1. Recall that we make the naive bayes assumption P(X1,X2,X3,…,Xn|type) = P(X1|type)…P(Xn|type)
2. P(type-A | observations) is approximated by P(observation1|type-A) x … x P(observation4|type-A)
3. Choose the more likely label!

Report how well your classifier performs. Is it a good classifier? How could we improve upon it? Do you notice any of the features that are more useful than others?

Imagine that we added another feature, has antennae, but this trait is incredibly rare in the type-A slug population. It is so rare, in fact, that we have no examples of it in our training set. This causes the computed value of our prior P(has antennae|type-A) to be 0, meaning we will never ever assign an example with an antennae to type-A! In order to combat this problem, we use smoothing. Smoothing is slightly modifying our data so that it is less noisy and hopefully closer to the underlying “true” model.

A simple type of smoothing is Laplace smoothing, or add-one smoothing, in which we simply pretend to have seen more examples of all possible types of observation. Now, rather than modeling P(extra tongue | type-A) = (# type-A with extra tongue) / (# type-A), we model P(extra tongue | type-A) = (# type-A with extra tongue + 1) / (# type-A + 2).

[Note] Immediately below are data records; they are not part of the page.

PR #2074, opened 2023-03-10
feat(routers): add RightAngle router

MartinKanera:
## Description

A new orthogonal router that completely ignores vertices and generates route in compliance with spacing value. In default, it determines the most suited connection point depending on the side where the anchor is located at. Optional arguments can modify this behavior - enums for all the options have been added.

Type definitions and documentation has been updated.


src/routers/rightAngle.mjs
```diff
@@ -3,62 +3,108 @@ const Directions = {
     LEFT: 'left',
     RIGHT: 'right',
     TOP: 'top',
-    BOTTOM: 'bottom'
+    BOTTOM: 'bottom',
+    ANCHOR_SIDE: 'magnet',
```
kumilingus, line 7:
```
'ANCHOR_SIDE': 'anchor-side',
'MAGNET_SIDE': 'magnet-side',
```

PR #2104, opened 2023-03-30
dia.Paper.scaleContentToFit: adding alignment options

Geliogabalus:
Added `verticalAlign` and `horizontalAlign` options for `dia.Paper.scaleContentToFit` function.

- opt.verticalAlign – a string which specifies how the content shold be vertically aligned in the transformed paper. The options are `'top'`, `'middle'` and `'bottom'`. By default the `opt.verticalAlign` is `'top'`.

- opt.horizontalAlign – a string which specifies how the content shold be horizontally aligned in the transformed paper. The options are `'left'`, `'middle'` and `'right'`. By default the `>opt.horizontalAlign` is `'left'`.

Also `dia.Paper.scaleContentToFit` is now deprecated in favor of an alias `dia.Paper.transformToFitContent` which shows what is actually happening inside the function. For example the demo [https://www.jointjs.com/demos/paper-attributes](url) shows changes in the paper attributes and now this function directly says that it changes the paper and not the content.

### DIFF
--- a/test/jointjs/dia/Paper.js
+++ b/test/jointjs/dia/Paper.js
@@ -95,6 +95,294 @@ QUnit.module('joint.dia.Paper', function(hooks) {
         });
     });
 
+    QUnit.module('transformToFitContent', function() {
+
+        hooks.beforeEach(function() {
+            const testGraph = new joint.dia.Graph();
+            testGraph.addCells([
+                {
+                    'type': 'standard.Path',
+                    'position': {
+                        'x': 75,
+                        'y': 175
+                    },
+                    'size': {
+                        'width': 100,
+                        'height': 40
+                    },
+                    'angle': 0,
+                    'id': 'a43d5761-c4d3-474d-b765-f4f899a61480',
+                    'attrs': {
+                        'body': {
+                            'd': 'M 0 0 L calc(w) 0 calc(0.8 * w) calc(h / 2) calc(w) calc(h) 0 calc(h) Z'
+                        },
+                        'label': {
+                            'text': 'joint'
+                        }
+                    }
+                },
+                {
+                    'type': 'standard.Path',
+                    'position': {
+                        'x': 200,
+                        'y': 275
+                    },
+                    'size': {
+                        'width': 100,
+                        'height': 40
+                    },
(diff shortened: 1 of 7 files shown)


types/joint.d.ts
```diff
@@ -1505,6 +1509,8 @@ export namespace dia {
 
         scaleContentToFit(opt?: Paper.ScaleContentOptions): void;
```
kumilingus, line 1510: Mark as deprecated here too.

test/jointjs/dia/Paper.js
```diff
@@ -95,6 +95,294 @@ QUnit.module('joint.dia.Paper', function(hooks) {
         });
     });
 
+    QUnit.module('transformToFitContent', function() {
+
+        hooks.beforeEach(function() {
+            const testGraph = new joint.dia.Graph();
+            testGraph.addCells([
```
kumilingus, line 102: If I can change the `standard.Path` to `standard.Rectangle` and remove the `attrs` (`d` and `text`) and the test is still passing, please simplify the JSON. It only makes the test harder to read.

test/jointjs/dia/Paper.js
```diff
@@ -95,6 +95,294 @@ QUnit.module('joint.dia.Paper', function(hooks) {
...
+                model: testGraph,
+                async: false
+            });
+        });
+
+        QUnit.test('transformToFitContent()', function(assert) {
+
+            paper.transformToFitContent();
+
+            assert.deepEqual(paper.scale(), { sx: 1.6842105263157894, sy: 1.6842105263157894 }, 'default transform scale');
```
kumilingus, line 347: Isn't that prone to rounding error? Does every browser return the same?

kumilingus (changes requested):

test/jointjs/dia/Paper.js
Geliogabalus: It depends on the browser but it is consistent in the current test environment. I can round values but in the current implementation we will see if the browser implementation will change, i don't think it happens often.

kumilingus (approved):

Issue #1118, opened 2019-06-10
`element: magnet :pointerclick` event not triggered


wyzgo:
element:magnet:pointerclick event will not trigger when ``interactive.addLinkFromMagnet = false`` is set. Or is there any other way to get the magnet?

wyzgo:
I am not sure if it is the right way. My solution to this problem is:

kumilingus:
Hi @wyzgo, this is a nice workaround for sure. It's still a bug though. Thanks for reporting this.

kumilingus:
Fixed in #2110.

PR #2110, opened 2023-04-01
feat(dia.Paper): events handling improvements

kumilingus:
## Description

- **feat(dia.Paper)**: add `element:magnet:pointerdown`, `element:magnet:pointermove` and `element:magnet:pointerup`

  New set of events are now triggered when the user interacts with a magnet. This together with `preventDefaultInteraction()` allows anyone to implement a custom magnet interaction *e.g. instead of creating a new link, it can create a link connected to an element*.

- **feat(dia.Paper)**: better event handling of form control elements inside foreign objects

  When the form inputs are part of the element markup (inside the `<foreignObject>`) the default JointJS interaction should be prevented e.g you don't want the element to be moved while your focus is at a `<textarea>`. You need to be able to select the text inside instead.

- **feat(dia.Paper)**: add `preventDefaultViewAction` option

  When you use form controls (input, select, textarea) in your diagram, you might want to blur the active document element when the user clicks on the element view. By default, the default browser action is prevented when clicking an element view. This option allows you to run the default.

- **fix(dia.Paper)**:  event handlers now correctly receive `dia.Event` on touch screens , `originalEvent` now always points to a native event

  The `dia.Event` send to event handlers is always created from native events i.e. `originalEvent` property points to a source native event.

- **fix(dia.Paper)**:  #1118

  If a magnet is not valid, and the user just clicks on the magnet the `element:magnet:pointerclick` is fired.

- **feat(dia.LinkView)**:  fix label dragging on touch screens in the async mode

  It was not possible to drag a label on touch devices while the async mode was turned on. This was because the label gets re-rendered after each label move. Removing the original target from the DOM caused the `touchmove` events stop triggering.

- **feat(dia.CellView)**: add `preventDefaultInteraction()`  and `isDefaultInteractionPrevented()` 

  Adds API to dynamically prevent default JointJS interaction (such as element and link movement, adding a link from magnets, and label dragging). The default interaction now can be disabled based on the event (e.g. was a `shift` key pressed? what was the `target` DOM element of the event?) - as compared to the `paper.options.interactive` feature, which has access only to the cell view).
  ```js
  paper.on('element:pointerdown', (elementView, evt) => {
      if (evt.shiftKey) {
          // prevent element movement
          elementView.preventDefaultInteraction(evt);
          // start drawing selection lasso
      }
  });
  ```

- **fix(util)**: fix `normalizeEvent` to always return a `dia.Event`.

  Make sure the utility always returns a `dia.Event` (`jQuery.Event`) on touch devices. It was returning a [Touch](https://developer.mozilla.org/en-US/docs/Web/API/Touch) object enriched with `TouchEvents` properties and methods),

- **test**: make sure there is a single `qunit-fixture` container, the ability to move fixtures to the viewport and offscreen

  The fixture container for all JointJS rendering tests can be now moved from offscreen to the viewport and back. It is necessary for some of the touch events tests to have their target in the browser viewport. The `document.elementFromPoint()` that we use internally to find the element under the pointer requires the point to be in the viewport (e.g. using negative coordinates always returns `null`).

- **test**: add utilities for testing touch events

  It's possible to test the framework with simulated `TouchEvents`.
  ```js
  simulate.touchstart({ target: elRect });
  simulate.touchmove({ target: elRect, clientX: 123, clientY: 987 });
  simulate.touchend({ target: elRect });
  ```

- **feat(demo.ROI)**: add new demo with foreign objects

  image

### DIFF
--- a/demo/shapes/src/foreign-object.js
+++ b/demo/shapes/src/foreign-object.js
@@ -8,13 +8,16 @@ const paper = new joint.dia.Paper({
     model: graph,
     async: true,
     cellViewNamespace: joint.shapes,
-    guard: (evt) => ['SELECT', 'INPUT', 'BUTTON'].includes(evt.target.tagName)
+    preventDefaultBlankAction: false,
+    preventDefaultViewAction: false,
 });
 
-// Remove focus from the input when the user clicks on the paper.
-paper.on('blank:pointerdown cell:pointerdown', () => {
-    document.activeElement.blur();
-});
+// Disable the default touch action on the paper.
+// This is required in order to disable the scrolling of the page when the user starts interacting
+// with the elements on the paper using touch.
+// We set the `preventDefaultViewAction` option to `false` so clicking the element will
+// blur the form control elements (input, select, textarea)
+paper.el.style.touchAction = 'none';
 
 const Example = joint.dia.Element.define('example.ForeignObject', {
     attrs: {
@@ -27,7 +30,7 @@ const Example = joint.dia.Element.define('example.ForeignObject', {
         },
         foreignObject: {
             width: 'calc(w)',
-            height: 'calc(h)',
+            height: 'calc(h)'
         }
     }
 }, {
@@ -57,16 +60,21 @@ const Example = joint.dia.Element.define('example.ForeignObject', {
                 display: 'flex',
                 flexDirection: 'column',
                 alignItems: 'center',
-                justifyContent: 'center'
+                justifyContent: 'center',
+                // Prevents the browser from scrolling the page when the user
+                // tries to touch the foreignObject.
+                // Works in Chrome, but not in Safari. If set on the paper,
+                // it works everywhere.
+                // touchAction: 'none'
             },
             children: [{
                 tagName: 'span',
-                textContent: 'First Name'
+                textContent: 'First Name',
             }, {
                 tagName: 'input',
                 selector: 'firstname',
                 attributes: {
-                    'type': 'input',
+                    'type': 'text',
                     'name': 'firstname'
                 },
                 style: {
@@ -80,7 +88,7 @@ const Example = joint.dia.Element.define('example.ForeignObject', {
                 tagName: 'input',
                 selector: 'lastname',
                 attributes: {
-                    'type': 'input',
+                    'type': 'text',
                     'name': 'lastname'
                 },
                 style: {
@@ -90,14 +98,6 @@ const Example = joint.dia.Element.define('example.ForeignObject', {
             }]
         }]
     }]
-}, {
-    attributes: {
-        value: {
-            set: function(text, _, node) {
-                if ('value' in node) node.value = text;
-            }
-        }
-    }
 });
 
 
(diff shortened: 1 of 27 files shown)


demo/shapes/src/foreign-object.js
```diff
@@ -57,16 +60,21 @@ const Example = joint.dia.Element.define('example.ForeignObject', {
...
+                // Prevents the browser from scrolling the page when the user
+                // tries to touch the foreignObject.
+                // Works in Chrome, but not in Safari. If set on the paper,
+                // it works everywhere.
+                // touchAction: 'none'
             },
             children: [{
                 tagName: 'span',
-                textContent: 'First Name'
+                textContent: 'First Name',
```
zbynekstara, line 72: trailing commas are inconsistent in this file (line 11, 60, 64, 70, 84) - do we want to have them, not have them, or does it not matter?

docs/src/joint/api/dia/Paper/prototype/options/preventDefaultViewAction.html
zbynekstara, line 1: Shouldn't this be called `preventDefaultViewAction` since we have `paper.preventDefaultInteraction()`?

kumilingus: No. It's analogous to [preventDefaultBlankAction](https://resources.jointjs.com/docs/jointjs/v3.6/joint.html#dia.Paper.prototype.options.preventDefaultBlankAction). It prevents the browser default behavior. Not the default JointJS interaction.

demo/shapes/src/foreign-object.js
kumilingus: We don't enforce it yet, but it should be consistent (at least within the file).

src/dia/ElementView.mjs
```diff
@@ -607,24 +611,28 @@ export const ElementView = CellView.extend({
 
     pointerdown: function(evt, x, y) {
 
-        if (this.isPropagationStopped(evt)) return;
```
zbynekstara, line 610: possibly a breaking change?

kumilingus: Good question.

The propagation is stopped now in `Paper.mjs` in `pointerdown()` ([here](https://github.com/clientIO/joint/pull/2110/files/a1680f8490115aa3471afde4c3d354254157a402#diff-cad1adaf695b5bd9fb93a5a9d595e003286a15527816ce6ee7d74e014aa68cb4R2170)).

The `cellView.pointerdown()` is not called if the event propagation has been stopped on `event` or `element:magnet:pointerdown`.

*Note: it seemed to be a dead condition anyway (I wasn't able to enter it).*

src/dia/Paper.mjs
```diff
@@ -310,10 +313,6 @@ export const Paper = View.extend({
         'mouseleave .joint-cell': 'mouseleave',
         'mouseenter .joint-tools': 'mouseenter',
         'mouseleave .joint-tools': 'mouseleave',
-        'mousedown .joint-cell [event]': 'onevent', // interaction with cell with `event` attribute set
-        'touchstart .joint-cell [event]': 'onevent',
```
zbynekstara, line 314: possibly a breaking change to remove these events?

src/dia/Paper.mjs
```diff
@@ -2097,27 +2106,85 @@ export const Paper = View.extend({
...
+                    return;
+                }
+                evt.data = magnetEvt.data;
+            }
+        }
+
+        if (isContextMenu) {
             this.contextMenuFired = true;
-            const contextmenuEvt = $.Event(evt, { type: 'contextmenu', data: evt.data });
+            const contextmenuEvt = $.Event(evt.originalEvent, { type: 'contextmenu', data: evt.data });
```
zbynekstara, line 2178: breaking change?

test/jointjs/paper.js
```diff
@@ -2119,6 +2187,35 @@ QUnit.module('paper', function(hooks) {
...
+                paper.on(eventName, function(view, evt) {
+                    assert.ok(evt.originalEvent instanceof MouseEvent);
+                });
+            });
+
+            paper.options.clickThreshold = 1;
+            el.attr(['body', 'magnet'], 'passive');
+            simulate.mousedown({ el: elRect });
+            simulate.mousemove({ el: elRect });
+            simulate.mouseup({ el: elRect });
```
zbynekstara, line 2215: missing assert after these?

types/joint.d.ts
```diff
@@ -1428,6 +1433,9 @@ export namespace dia {
         $grid: JQuery;
         $background: JQuery;
 
+        GUARDED_TAG_NAMES: string[];
+        FORM_CONTROLS_TAG_NAMES: string[];
```
zbynekstara, line 1437: do we need to include these? we have a few other constants on Paper for which we don't have types

src/dia/Paper.mjs
kumilingus: It was a bug. The `originalEvent` must point to a native event or undefined.

https://api.jquery.com/category/events/event-object/
https://github.com/DefinitelyTyped/DefinitelyTyped/blob/master/types/jquery/misc.d.ts#L4702

zbynekstara:
Looks good to me

Geliogabalus (approved):

PR #2113, opened 2023-04-03
feat(routers.rightAngle): add new router

kumilingus:
## Description

A new orthogonal router that completely ignores vertices and generates routes according to the `margin` value. By default, it determines the most suitable route depending on the side where the anchor is located (or the magnet location if the magnet is a port).

The `oneSide` router has been deprecated. It could be easily replicated now with the `rightAngle` router.

Add new **flowchart** demo:
image


docs/src/joint/api/routers/rightAngle/intro.html
```diff
@@ -0,0 +1,38 @@
...
+<table>
+    <tr>
+        <th>margin</th>
+        <td><i>number</i></td>
+        <td>The minimum distance between the route and the element. The default is <code>20</code>.</td>
+    </tr>
+    <tr>
+        <th>sourceDirection</th>
+        <td><i>rightAngle.Directions</i></td>
+        <td>The direction of the link from the source anchor. The default is <code>rightAngle.Directions.AUTO</code></td>
```
jamesgeorgewilliams, line 23: I would add a period(.) at the end of this sentence, and on line:28 of this file too.

PR #2134, opened 2023-04-14
dia.Paper: autoFreeze option

Geliogabalus:
Added an option which allows paper to freeze itself after all updates are done. It prevents invoking `viewport` callback when there are no updates to the views.


alexandernst:
I’m wondering if the code could be benchmarked with and without this patch in order to figure out how much it will benefit CPU usage and battery life (I’m sure it will be something noticeable) 🤔

kumilingus:
@alexandernst I don't how to measure the energy consumption, but when this option is enabled, it will not call `viewport` function **X** number of cells **every** animation frame.

alexandernst:
Performance metrics are looking **extremely good**. Kudos for the great work!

1. Verify that the smoothing does not break the axioms of probability (i.e. P(extra tongue|type-A) + P(no extra tongue|type-A) = 1)
2. Using, the Laplace smoothing, recalculate your model and report how well your classifier performs.
3. Did smoothing improve your results? Why or why not?
4. With what kind of data is Laplace smoothing helpful? When can you imagine it being harmful or helpful?